During the week Rob Campbell wrote a fascinating article about the health reforms. He focused on “local” and his comments ring bells in my head. They made me wonder did he fall, or was he pushed from his position as Chair of the Health Authority.
Here the Pae Ora reforms have a very significant focus on the localisation of primary health services. This has been rather obscured in public debate by the centralisation of DHBs but to achieve local delivery and funding allocation is essential to the reform objectives. There are huge problems with this aspect of the reforms.
What is local?
Part is knowing what “local” is. (I will write separately on that in due course.) Part is also the way the reform is structured. At a very simple level the reform is trying to drive localisation from the centre (not quite oxymoronic but certainly a challenge). The prototype work on “localities” has mainly highlighted the depth and breadth of the needed network service response to health issues – much of it beyond the funding or operational scope of Te Whatu Ora. I have no doubt as the Iwi Māori Partnership Boards get established and operating they will identify the same issues.
Local versions of Weathering and Radical Help will be identified and there is a long distance to travel to meet that. Although the legislation requires local government involvement in the “locality” process, this has been very limited. There is really no structure to deliver response to the needs being identified. Whanau Ora, the Primary Health Organisations, service providers such as GPs, local and central government social agencies, voluntary services and iwi/hapū all have to be involved. We are finding this is much bigger than the legislation drafters really grasped. Those trying to implement this part of the reform have a more than daunting task, and there must be some resetting to support.
The reason for that failure is the distance the reform drafters have from real community lives. You can spend a lot of time and money designing systems when often what is really needed is just funding for what is already there.
I endorse these comments. However, we had an integrated health system at the CDHB which the Ministry of Health destroyed by removing the executive. By the majority of the CDHB Board following the Ministry’s directive they participated in ripping apart a collaborative model which was working. If you don’t believe me, ask your GP when you are next visiting what they think about the new health model.
In the article Rob Campbell refers to the New Local organisation in the UK. Here’s a link to the organisation https://www.newlocal.org.uk/articles/how-we-lost-sight-of-the-point-of-public-services/.
One of the elements of the New Local style refers to Strengths-based working which requires deep changes to the structure and culture of organisations and local systems at every level. As I read this document it reminded me of how things used to occur before the theoreticians destroyed the public service. The article stated that there are some common characteristics of strengths-based organisations:
- Values-led recruitment which attracts people who have strong communication skills, self-awareness and empathy.
- Teams delivering strengths-based and co-produced services which tend towards self-management.
- Authentic Leaders who also embody the qualities of strengths-based front-line workers, such as self-awareness, strong values and self-reflection.
- Co-creation – the idea that people with lived experience are integral to the design and running of services – features in organisational governance structures.
- Evidence is collected for learning rather than control, striving to be learning organisations which are constantly innovating.

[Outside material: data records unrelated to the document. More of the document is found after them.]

PR #8580, opened 2026-06-24
fix(sync): surface OneDrive OAuth token errors and document Entra setup

### LINKED ISSUE #8572: 🚨 HTTP 400 Bad Request when trying to sync on OneDrive
### Version Used

v18.12.0

### Current Behavior

Hello,

First of all, thank you for the work on this great software! It is really helping!

So I tried to enable syncing with OneDrive. 
I couldn't find the redirect URI in the Wiki but I found `superproductivity://oauth-callback/onedrive` in the link provided by the SW.

I used the link provided by superProductivity, but Azure did not gave me an auth code like the popup is asking.
Instead the authentication seems to appear in the background.

In the end, superProductivity show a notification at the bottom stating the authentication is ok.
But then an other notification says `HTTP 400 Bad Request `

In the log I have only:
```
[info]                    Processing protocol URL: superproductivity://oauth-callback/onedrive
[info]                    Protocol action: oauth-callback
[info]                    Protocol path parts: [ 'onedrive' ]
[info]                    Received OAuth callback URL via app protocol
```

I hope this will help you.
Thanks!

### Expected Behavior

oauth successfull with OneDrive.
More debug material in the log.

### Steps to Reproduce

Configure the tenant and client IDs from Azure.
Configure the redirect URI with `superproductivity://oauth-callback/onedrive`
Perform authentication with the link provided by superProductivity

### Console Output

```shell

```

### Documentation

- [x] There should be a note added to the documentation/[wiki](https://github.com/super-productivity/super-productivity/wiki) for this case.

johannesjo:
## What & why

Fixes #8572 — OneDrive sync fails with a bare `HTTP 400 Bad Request` after sign-in *appears* to succeed.

The OAuth **authorize** step succeeds (the redirect/callback arrives), then the **token exchange** 400s. That pattern almost always means the user's custom Microsoft Entra app registration isn't set up as a public client (typically "Allow public client flows" disabled → `AADSTS7000218`). Releases ship without a built-in OneDrive client ID, so every OneDrive user must register their own app — making this a common failure with no diagnostics and no docs.

The actual Azure error code was swallowed, and the message wrongly told users to "copy the code exactly" (in Electron the code is auto-captured).

## Changes

- **Surface the real error** (`onedrive.ts`): parse the OAuth error body once, log the safe short `error` code on every token failure (`[OneDrive] OAuth token request failed { status, grantType, error }`), and route the verbose `AADSTSxxxxx` `error_description` to `HttpNotOkAPIError.detail` — UI only, per the existing privacy split.
- **Fix the message** (`sync-wrapper.service.ts` + `en.json` + `t.const.ts`): a OneDrive token 400 now shows `ONEDRIVE_AUTH_FAILED`, naming the public-client root cause and interpolating the AADSTS detail. Other providers keep `INVALID_AUTH_CODE`.
- **Docs**: the in-app info text now shows the desktop redirect URI and links to the wiki; added a full OneDrive section to `2.09-Configure-Sync-Backend.md` (it was entirely missing — redirect URIs, public-client requirement, permissions, this exact 400 troubleshooting).
- **Privacy comment** (`log.ts`): document that `serializeErrorArg` must only emit name/message/stack so `.detail`/`.body` never reach exportable logs.
- **Test**: auth-code 400 surfaces the detail to the UI, logs the short code, and keeps the description out of the structured log.

## Privacy / sync-correctness notes

Error-surfacing + docs only — no reducers, effects, op-log, or sync-state paths touched. The logged meta contains only a status, the grant-type enum, and the standard OAuth `error` code (no user content); the human-readable AADSTS text goes to the UI exclusively.

## Verification

`checkFile` clean · `int:test` pass · 19/19 OneDrive specs · 125/125 sync-wrapper specs · package `tsc` 0 errors. Reviewed via 6-agent parallel review (no blockers).

The underlying Azure config fix is device-confirmable only by the reporter — asked them to verify "Allow public client flows" resolves it.


Nassim1244:
Hi again,

I can't select OneDrive as sync method:
image

;)

johannesjo:
One drive is not available on web.

PR #8588, opened 2026-06-25
refactor(op-log): remove dead cleanup helpers

### LINKED ISSUE #8359: Op-log: delete remaining spec-only/dead code; consolidate the triplicated full-state payload helpers
**Area:** client (op-log) · **Type:** dead-code removal · **Value:** medium

*Trimmed to avoid overlap with the parallel sweep tickets: `isIdenticalConflict`/`_deepEqual`/`_extractEntityFromPayload` → #8324; `migrateIfNeeded`/`getMigrations` + `countFromIndex` → #8327; `validateReminders` → #8326.*

Each remaining item verified by repo-wide reference search:

1. `ConflictResolutionService._extractUpdateChanges` (`conflict-resolution.service.ts:791-796`) — thin delegation to `@sp/sync-core`, spec-only (not in #8324's list).
2. `VectorClockService.getFullVectorClock` (`vector-clock.service.ts:93-109`) — spec-only.
3. `WrappedProviderService.clearCache` — `@deprecated` (`wrapped-provider.service.ts:124`, auto-invalidation replaced it); only caller is its own spec.
4. `bulkHydrationMetaReducer` — `@deprecated` alias (`apply/bulk-hydration.meta-reducer.ts:120-122`); production uses `bulkOperationsMetaReducer`; only specs use the alias — rename the specs, delete the alias.
5. `getOperationCaptureService` (`operation-capture.meta-reducer.ts:113`) — spec-only.
6. `_runLegacyMigrationIfNeeded`/`_runLegacyCleanupIfNeeded` (`operation-log-hydrator.service.ts:550-552, :615-617`) — live no-op placeholders invoked from the startup `Promise.all` (`:78`, `:374`); delete together with their call sites (YAGNI until a migration actually needs the hook).

**Consolidate, don't delete:** three helpers re-implement the `'appDataComplete' in payload` wrapped/legacy discrimination — `extractFullStateFromPayload` + `isWrappedFullStatePayload` (`operation.types.ts:142-162`, **unwraps**), `_extractFullStateFromOp` (`operation-log-hydrator.service.ts:426`, unwraps + opType gating), and `extractFullStatePayload` (`operation-converter.util.ts:37`, returns the **wrapped** form). All three are used in production (upload `:500`, remote-ops-processing `:501,512`, converter `:168`, hydrator `:215,308`). Consolidate onto one canonical helper in `operation.types.ts` with explicit wrapped/unwrapped modes — today a fix to the duck-check must be applied in three places.

symonbaikov:
## Problem

Closes https://github.com/super-productivity/super-productivity/issues/8359

The op-log client code still contained several helpers and compatibility aliases that were no longer used by production code. Some of them were only referenced by their own specs, while the full-state payload wrapping/unwrapping logic was duplicated across multiple op-log paths.

This made the sync/op-log code harder to maintain and increased the chance that future full-state payload fixes would need to be applied in several places.

## Solution

- Removed spec-only/dead op-log helpers and their tests:
  - `ConflictResolutionService._extractUpdateChanges`
  - `VectorClockService.getFullVectorClock`
  - `WrappedProviderService.clearCache`
  - `getOperationCaptureService`
  - deprecated `bulkHydrationMetaReducer` alias
  - no-op legacy migration/cleanup hooks in `OperationLogHydratorService`
- Added a single canonical `normalizeFullStatePayload(payload, mode)` helper in `operation.types.ts`.
- Updated full-state payload handling to use the shared helper in:
  - operation conversion
  - hydration direct-load paths
  - remote ops processing
  - full-state upload
- Updated reducer specs and integration specs to use `bulkOperationsMetaReducer` directly.
- Kept backwards compatibility for wrapped `{ appDataComplete: ... }` payloads while making the wrapping/unwrapping behavior explicit in one place.

## Type of Change

- [ ] Bug fix
- [ ] New feature
- [ ] Breaking change
- [x] Refactoring
- [ ] Documentation
- [ ] Other (please describe)

## Checklist

Validation performed:

- `npm run checkFile` on all changed `.ts` files
- `npm run test:file src/app/op-log/core/operation.types.spec.ts`
- `npm run test:file src/app/op-log/apply/operation-converter.util.spec.ts`
- `npm run test:file src/app/op-log/persistence/operation-log-hydrator.service.spec.ts`
- `npm run test:file src/app/op-log/apply/bulk-hydration.meta-reducer.spec.ts`
- `npm run test:file src/app/op-log/testing/integration/bulk-hydration.integration.spec.ts`
- `npm run test:file src/app/op-log/sync/conflict-resolution.service.spec.ts`
- `npm run test:file src/app/op-log/sync/vector-clock.service.spec.ts`
- `npm run test:file src/app/op-log/sync-providers/wrapped-provider.service.spec.ts`
- `npm run test:file src/app/op-log/capture/operation-capture.meta-reducer.spec.ts`
- `git diff --check`

Note: full pre-push `npm test` was attempted, but the global Karma run disconnected Chrome Headless before executing tests (`0 of 0 DISCONNECTED`). The targeted affected suites above pass.


johannesjo (commented):
**Reviewed via multi-agent pass (6 independent reviewers across correctness, security, architecture, alternatives, performance, simplicity). Verified against the PR branch vs `master` and ran the affected specs.**

Nice cleanup — the dead-code removals are all genuinely dead (zero production references for `getFullVectorClock`, `getOperationCaptureService`, `WrappedProviderService.clearCache`, `_extractUpdateChanges`, `_extractFullStateFromOp`, and the two `_runLegacy*` no-op placeholders), and consolidating the three divergent wrap/unwrap implementations into one helper is a real DRY win. No correctness or data-safety defects found — the refactor is behavior-preserving:

- `wasWrapped` is exactly equivalent to the old `isWrappedFullStatePayload(op.payload)` it replaces (wrapped → same ref; unwrapped/null → fresh object).
- The hydrator's inline `isFullStateOpType(...) ? normalizeFullStatePayload(...,'unwrapped') : undefined` preserves `_extractFullStateFromOp`'s null-payload semantics, and `FULL_STATE_OP_TYPES` matches the old explicit `{SyncImport, BackupImport, Repair}` list.
- `WrappedFullStatePayload extends Record<string, unknown>` is a compile-time-only widening — no runtime/wire-format impact.

Two non-blocking cleanups I'd suggest before merge:

**1. `remote-ops-processing.service.ts:499-500` — prefer the existing predicate over the reference-equality trick**

```ts
const wasWrapped = op.payload === normalizeFullStatePayload(op.payload, 'wrapped');
```

This is correct *today*, but its correctness silently depends on `normalizeFullStatePayload(_, 'wrapped')` returning the **same object reference** for an already-wrapped payload — an undocumented implementation detail rather than part of the function's contract. If anyone later makes that helper defensively clone (`{ ...payload }`), `wasWrapped` flips to always-`false` and wrapped full-state payloads get rewritten to bare state on a sync-receive path — a cross-client corruption footgun for zero benefit. `isWrappedFullStatePayload` is still exported and unit-tested, so:

```ts
const wasWrapped = isWrappedFullStatePayload(op.payload);
const fullState = normalizeFullStatePayload(op.payload, 'unwrapped');
```

reads as intent ("was it wrapped?") and drops the redundant second normalize.

**2. Finish the alias cleanup**

The PR removes the `bulkHydrationMetaReducer` alias but leaves its sibling `bulkApplyHydrationOperations` (`bulk-hydration.action.ts:34`) — kept alive only because `operation-log-hydrator.service.spec.ts` (import + 4 call sites) wasn't migrated, while the other two specs were. Migrating those 4 sites to `bulkApplyOperations` and deleting the alias would finish the migration consistently.

**Optional (judgment call):** `normalizeFullStatePayload<TMode>`'s conditional generic return type carries 4 internal `as` casts plus the `extends Record<string, unknown>` widening to serve 5 unwrap callers and 1 wrap caller. Two plain functions — `unwrapFullStatePayload(payload)` / `wrapFullStatePayload(payload)` — would be cast-free, generic-free, and would make finding #1 moot. The current form is correct and tested, so this is just polish.

Nothing here blocks merge — #1 is the one I'd most want addressed since it touches sync-receive payload shaping.

johannesjo:

Thanks for the PR! The cleanup itself is solid – every symbol this PR removes is still dead or spec-only on current master, and the consolidation into one helper is behavior-preserving – but the branch has sat since June and master has moved under it, so it needs a rebase plus one non-obvious migration before it can merge.

### Blocking
- **Branch conflicts with master** – GitHub reports `CONFLICTING`, and a test merge against current master produces 11 conflict hunks across 5 files (`operation-log-hydrator.service.ts` alone has 7 – that file took 17 commits since 2026-06-25, `remote-ops-processing.service.ts` 15, `operation-converter.util.ts` 7). Please rebase onto current master. The removals themselves are all still valid there: `getFullVectorClock`, `getOperationCaptureService`, `WrappedProviderService.clearCache`, `_extractUpdateChanges`, and the two `_runLegacy*` placeholders remain spec-only/dead.

### Should fix before merge
- **`src/app/op-log/sync/verify-decrypted-op-integrity.ts:10`** – a trap the rebase will not surface on its own: this file was added on master on 2026-07-10 (after your branch point), is untouched by your diff, and imports `extractFullStateFromPayload` (called at line 474) – the export this PR renames to `normalizeFullStatePayload`. Git merges it without any conflict, so resolving only the textual conflicts leaves a build that no longer compiles. Migrate that call site to `normalizeFullStatePayload(decryptedPayload, 'unwrapped')` during the rebase; keeping both helpers instead would defeat the consolidation goal of #8359.

### Nits
- **`src/app/op-log/sync/remote-ops-processing.service.ts:500`** – carried over from the June review (item #1, still open): `const wasWrapped = op.payload === normalizeFullStatePayload(op.payload, 'wrapped')` is exactly equivalent to `isWrappedFullStatePayload(op.payload)` today, but only because the helper returns the same reference for already-wrapped payloads – an undocumented detail a future defensive clone would silently break, flipping wrapped sync-receive payloads to bare state. The rebase rewrites this region anyway (it now lives near line 704 on master), so switching to the still-exported `isWrappedFullStatePayload` costs nothing.
- **`src/app/op-log/apply/bulk-hydration.action.ts:34`** – June review item #2, still open: the `bulkApplyHydrationOperations` alias survives only for `operation-log-hydrator.service.spec.ts` (import at :28, call sites at :403, :938, :1110, :1145). Heads-up: current master's `bulk-hydration.meta-reducer.spec.ts` uses the alias ~30 more times, so after the rebase this cleanup grows rather than shrinks – worth finishing in the same pass.
- **`src/app/op-log/persistence/operation-log-hydrator.service.ts:218`** – one edge where "behavior-preserving" is not exact: the old `_extractFullStateFromOp` used a bare `'appDataComplete' in payload` check, so a degenerate `{ appDataComplete: null }` payload yielded a falsy `appData` and fell back to full replay; the new `isWrappedFullStatePayload`-based path classifies it as unwrapped and direct-loads the wrapper object itself (and `_validateStateForHydration` is deliberately non-fatal, so nothing downstream stops it). The same predicate swap double-wraps such shapes in `operation-converter.util.ts`. No current writer produces that shape, so this is informational – but a "has the key yet not wrapped → fall back to replay" guard would make the claim exact.

---

PR #8589, opened 2026-06-25
fix(sync): preserve SuperSync error codes

### LINKED ISSUE #8341: SuperSync: structured server error codes degraded to message-substring matching on the client
**Area:** shared contract + client error handling · **Severity:** medium (fragile by design; not currently broken)

## Problem
The server emits structured `errorCode`s, but on non-2xx responses the client provider folds the error slug into a thrown `Error` message (truncated to 80 chars), and client logic then branches on **message substrings**. The snapshot upload response schema also lacks `errorCode` even though the server sends one, and the dedup `deduplicated: true` field is returned outside the typed contract (tolerated only via `.passthrough()`).

## Evidence
- `src/app/op-log/sync/operation-log-upload.service.ts:542-543` — `message.includes('SYNC_IMPORT_EXISTS')` to reconstruct the code.
- Provider folding/truncation: `packages/sync-providers/src/super-sync/super-sync.ts:49` (`SERVER_ERROR_REASON_MAX_CHARS = 80`), `:548-565` (`_extractServerErrorReason`), `:806-811` (web), `:935-941` (native). (Truncation is currently harmless — the slug starts the field — but the design is fragile.)
- Schema gap: `packages/shared-schema/src/supersync-http-contract.ts:155-161` (`SuperSyncSnapshotUploadResponseSchema` has no `errorCode`) vs server `sync.routes.quota.ts:182-188` (sends `SYNC_IMPORT_EXISTS`) and `:103` (`STORAGE_QUOTA_EXCEEDED`). Note 409/413 bodies never reach the zod schema anyway — non-ok responses throw before JSON parsing, which is exactly why only the message text survives.
- Untyped field: `sync.routes.ops-handler.ts:160-162` (`deduplicated: true` cast outside `SuperSyncUploadOpsResponseSchema`, `supersync-http-contract.ts:126-133`; documented in `docs/wiki/3.01-API.md:73` but unvalidated, no client reader).
- More substring branching: `src/app/op-log/sync/sync-error-utils.ts:14-16, 28-31` (`STORAGE_QUOTA_EXCEEDED`); `src/app/imex/sync/sync-wrapper.service.ts:913-914` ("Payload too complex"/"Payload too large" matching `validation.service.ts:165,174`), `:1368-1370` (timeout/504); `super-sync-restore.service.ts:78-81, 99`.

## Proposed fix
Promote `errorCode` into the typed contract end-to-end: add `errorCode` (ideally an enum mirroring server `SYNC_ERROR_CODES`) and `deduplicated` to the shared zod schemas; have the provider parse non-2xx JSON bodies into a typed error (e.g. `SuperSyncHttpStatusError` carrying `status` + `errorCode`); replace all `includes()` checks (snapshot upload, quota, payload-too-large) with typed-code branching.

symonbaikov:
## Summary

Fixes #8341.

This preserves structured SuperSync server `errorCode`s across the client provider boundary instead of forcing client code to reconstruct server outcomes from `Error.message` substrings.

## What changed

- Added shared SuperSync error-code contract exports in `@sp/shared-schema`.
- Typed response fields the server already returns:
  - `SuperSyncSnapshotUploadResponse.errorCode`
  - `SuperSyncUploadOpsResponse.deduplicated`
- Kept the SuperSync server's existing `SYNC_ERROR_CODES` import surface by aliasing it to the shared contract constants.
- Updated the SuperSync provider to parse non-2xx JSON response bodies once and attach the structured code to thrown HTTP errors as safe primitive metadata (`code` / `errorCode`).
- Updated client handling for:
  - `SYNC_IMPORT_EXISTS` during snapshot upload
  - `STORAGE_QUOTA_EXCEEDED`
  - `PAYLOAD_TOO_LARGE`
- Kept legacy message fallback paths for older/foreign errors.

## Root cause

The server already emitted structured `errorCode` values, but non-2xx responses were converted into generic `Error` messages by the provider. App code then branched on message substrings such as `SYNC_IMPORT_EXISTS` or quota text. That made behavior fragile and left parts of the response contract untyped.

## Verification

- `npm run checkFile` for all changed TypeScript files
- `npm run shared-schema:build && cd packages/shared-schema && npm test`
- `npm run sync-providers:test`
- `cd packages/super-sync-server && npm test -- --run tests/sync-compressed-body.routes.spec.ts`
- `cd packages/super-sync-server && npm run build`
- Focused Angular specs:
  - `npm run test:file src/app/op-log/sync/sync-error-utils.spec.ts`
  - `npm run test:file src/app/op-log/sync/operation-log-upload.service.spec.ts`
  - `npm run test:file src/app/imex/sync/sync-wrapper.service.spec.ts`
- Full `npm test`
- Pre-push hook reran lint and full tests successfully

Note: lint completed with pre-existing warnings in unrelated files:
- `src/app/features/work-context/work-context.const.spec.ts`
- `src/app/features/simple-counter/habit-tracker/habit-tracker.component.scss`


johannesjo:
## Review summary

Thanks for this — promoting `errorCode` into the typed contract is the right direction, and keeping every legacy message-substring path as a fallback is exactly right for cross-version safety. Verified the change end-to-end (provider error paths, the schema consumer in `response-validators.ts`, server emit sites) and the affected specs are green. **No correctness/data-loss issues** — the points below are forward-compat hardening, not blockers.

### WARNING 1 — Strict `z.enum` on the wire `errorCode` is a forward-compat lock-in

`packages/shared-schema/src/supersync-http-contract.ts` (`errorCode: SuperSyncErrorCodeSchema.optional()` on `SuperSyncSnapshotUploadResponseSchema`).

That field is parsed by `validateSnapshotUploadResponse` → `safeParse`, which throws `InvalidDataSPError` on any unknown enum member. `.passthrough()` only tolerates unknown *keys*; it does **not** relax validation of a *defined* key. Verified against this repo's zod 4.4.3:

```
strict enum + unknown value 'FUTURE_CODE'  → success: false   (rejected)
loose z.string() + same value              → success: true
absent errorCode (today's 2xx body)        → success: true
```

So if a newer server ever includes an out-of-set `errorCode` in a 2xx snapshot body, an **older client rejects the entire otherwise-valid response**. It's dormant today (the 2xx success body is `{accepted, serverSeq, error}` with no `errorCode`; the real codes ride non-2xx responses that the provider throws *before* schema validation), but it locks a sync wire format to a closed set. It's also asymmetric with its own siblings: the `error` field just above it and the heavily-branched `SuperSyncUploadResultSchema.errorCode` are both loose `z.string().optional()`. And the drift is already real — `rejected-ops-handler.service.ts:157` branches on `'CONFLICT_STALE'` (`// TODO: remove after all servers are updated`), a code **not** in the new 20-member enum, surviving only because it flows through the loose schema.

**Suggested fix (one line):** make the wire field `errorCode: z.string().optional()`. Keep `SUPER_SYNC_ERROR_CODES` / `SuperSyncErrorCode` as the producer + comparison vocabulary — every client consumer just does `=== 'KNOWN_SLUG'`, so nothing downstream loses type safety, and the existing `errorCode: 409` (number) contract test still throws under `z.string()`.

### WARNING 2 — Server-controlled `errorCode` is attached/logged without the length cap `reason` has

`packages/sync-providers/src/super-sync/super-sync.ts` (`_extractServerErrorDetails`).

`error`/`reason` is deliberately `.slice(0, SERVER_ERROR_REASON_MAX_CHARS)` (80) — the in-file comment notes it defends "against future contract drift that might embed user content" — but the new `errorCode` is taken raw and then flows into `SuperSyncHttpStatusError.code` and into exportable log metadata (the `_buildErrorMetadata` change intentionally bypasses `toSyncLogError`, which drops `.code` for `Error` instances by design). Bounded by the 400-char log-export cap and only reachable with an untrusted server (the official server emits short slugs), and there's **no XSS** (all consumers do slug equality, no interpolation) — so this is a defense-in-depth gap, not a live bug. **Suggested fix:** apply the same `.slice(0, SERVER_ERROR_REASON_MAX_CHARS)` to `errorCode` (matters a bit more if you adopt WARNING 1, since the enum is currently the only upstream bound).

### Optional polish (non-blocking)

- `SuperSyncHttpStatusError` stores the same value in both `.code` and `.errorCode`. `getSyncErrorCode` falls back `.errorCode → .code` and the log-meta branch reads `.code`, so one field would do — or add a one-liner explaining why both exist (the tests pin both).
- In zod 4, `z.enum(Object.values(SUPER_SYNC_ERROR_CODES) as [...])` can just be `z.enum(SUPER_SYNC_ERROR_CODES)`, dropping the unsafe cast (moot if you adopt WARNING 1).
- Consider dating the legacy fallbacks (`_getLegacyErrorCode`, the message branch in `isStorageQuotaError`) with a `// TODO: remove once all providers thread errorCode` marker, mirroring the existing `CONFLICT_STALE` TODO, so they're greppable deletion candidates.
- `getSyncErrorMessage`/`getSyncErrorCode` partly overlap `getErrorTxt`/`toSyncLogError`, but reuse is genuinely blocked because `toSyncLogError` drops `.code` on `Error` subclasses — so the hand-rolled narrowing is justified. A cross-ref comment would stop a future maintainer from "simplifying" it into the lossy helper.

### Verified correct (so reviewers don't re-flag)

- `getSyncErrorCode` precedence (`.errorCode` then `.code`) is safe — `SuperSyncHttpStatusError` sets both to the same value, and WebDav's numeric `errorCode` is correctly ignored by the `typeof === 'string'` guard.
- All `handleStorageQuotaError`/`isStorageQuotaError` call sites are updated and compatible with the `unknown` signature.
- PAYLOAD_TOO_LARGE reads the correct `rejectedOps[].errorCode` field, and the retained `'Payload too complex'` substring fallback is **load-bearing** (server emits `INVALID_PAYLOAD` for that case, not `PAYLOAD_TOO_LARGE`) — nice catch.
- Server `SYNC_ERROR_CODES` → shared alias is a strict additive superset; no new coupling (`@sp/shared-schema` is already a server dep).
- `_buildErrorMetadata` change is necessary (otherwise the structured code would be dropped from logs).
- Performance impact is negligible (cold error paths; `Object.values` is module-level; validation is per-batch/per-snapshot, never per-op).

**Bottom line:** good fix. The one change worth making before merge is relaxing the wire `errorCode` to `z.string().optional()` (WARNING 1) — it trades a fleet-wide, hard-to-reverse forward-compat liability for zero functional loss — ideally alongside capping `errorCode` length (WARNING 2). Everything else is optional.

<sub>🤖 Synthesized from a parallel multi-agent review (correctness / security / architecture / alternatives / performance / simplicity). Claims verified against the source and the repo's zod 4.4.3.</sub>

johannesjo:

Thanks for the PR! The direction is still right and #8341 is still open, but the branch has sat since the June review and master has moved under it – the PR now conflicts, and that review's main warning has gone from theoretical to live.

### Blocking
- **`packages/shared-schema/src/supersync-http-contract.ts:73`** – the strict `z.enum` on the wire `errorCode` (WARNING 1 in the earlier review) is no longer just forward-compat hygiene. Since June, master's server added `REPAIR_STALE` and `E2EE_REQUIRED` to `SYNC_ERROR_CODES` (`packages/super-sync-server/src/sync/sync.types.ts`), neither of which is in this PR's 20-member enum, so:
  - `SYNC_ERROR_CODES = SUPER_SYNC_ERROR_CODES` no longer compiles on rebase – the server references both codes (`sync.service.ts`, `sync.routes.snapshot-handler.ts`, `sync.routes.payload.ts`).
  - Worse, `REPAIR_STALE` is sent on an HTTP **200** snapshot body (`sync.routes.snapshot-handler.ts:336`), which flows through `validateSnapshotUpload` into `SuperSyncSnapshotUploadResponseSchema.safeParse`. With the strict enum, that valid response throws `InvalidDataSPError`, the code never reaches the rejected-ops handler, and a stale REPAIR op is permanently rejected instead of rebased – a live sync regression.
  - Fix on rebase: keep master's already-landed `errorCode: z.string().optional()` on the wire schemas and drop `SuperSyncErrorCodeSchema` from response validation; keep `SUPER_SYNC_ERROR_CODES` as the producer/comparison vocabulary, adding `REPAIR_STALE` + `E2EE_REQUIRED` if the server alias stays.
- **Merge conflict** – the PR is `CONFLICTING` against master, and every region it touches drifted: the snapshot catch moved to `operation-log-upload.service.ts:816` (still message-substring based, so that part of your change is still wanted), `hasPayloadError` moved to `sync-wrapper.service.ts:1220` (still substring-only), and the contract gained `existingClock` plus loose `errorCode` fields. The still-missing, still-valuable parts to carry through the rebase: the provider threading (`code`/`errorCode` on thrown HTTP errors), `getSyncErrorCode`/`isStorageQuotaError`, the `PAYLOAD_TOO_LARGE` errorCode check, and typing `deduplicated`.

### Nits
- **`packages/sync-providers/src/super-sync/super-sync.ts:570`** – `_extractServerErrorDetails` takes `errorCode` raw while the sibling `error` field is deliberately capped at `SERVER_ERROR_REASON_MAX_CHARS`; the uncapped value flows into `SuperSyncHttpStatusError.code` and, via `_getSafeErrorLogMeta`, into exportable log metadata (WARNING 2 in the earlier review). Same one-line `.slice(0, SERVER_ERROR_REASON_MAX_CHARS)` fix. I checked the paths that could make this behavioral – all consumers compare by equality and `isRetryableUploadError` never reads `.code` – so it stays defense-in-depth.
- **`packages/sync-providers/src/super-sync/super-sync.ts:60`** – `.code` and `.errorCode` hold the identical value; one field would do, or a one-line comment on why both exist.
- **`src/app/op-log/sync/operation-log-upload.service.ts:279`** – the ops-upload catch still calls `handleStorageQuotaError(message)` although `err` now carries the structured code; passing `err` uses the structured path consistently (the message fallback keeps it working either way).
- **`packages/shared-schema/src/supersync-http-contract.ts:73`** – zod 4 accepts `z.enum(SUPER_SYNC_ERROR_CODES)` directly, dropping the tuple cast (moot if the wire enum goes away per the blocking item).

---

johannesjo:
Thanks a lot for this PR @symonbaikov — the direction was exactly right! Since the branch had drifted and conflicted with master over time, I picked it up, rebased it onto current master (your commit and authorship are preserved), and addressed the remaining review items in #9775, which supersedes this PR. Closing this one in favor of #9775 — thanks again for the contribution!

- Strengths-based organisations recognise that solutions to the challenges people face normally need system-wide responses and that the system can often be a cause of some of the challenges that people face. They therefore tend to create flatter organisational structures with porous organisational boundaries, based on networks rather than hierarchies, where knowledge can flow across organisational boundaries and new innovative solutions can be developed both within and across organisations.
Imagine if the staff at CCC were able to adopt this type of operating, rather than the current system which obviously is not working judging by the staff and resident’s surveys.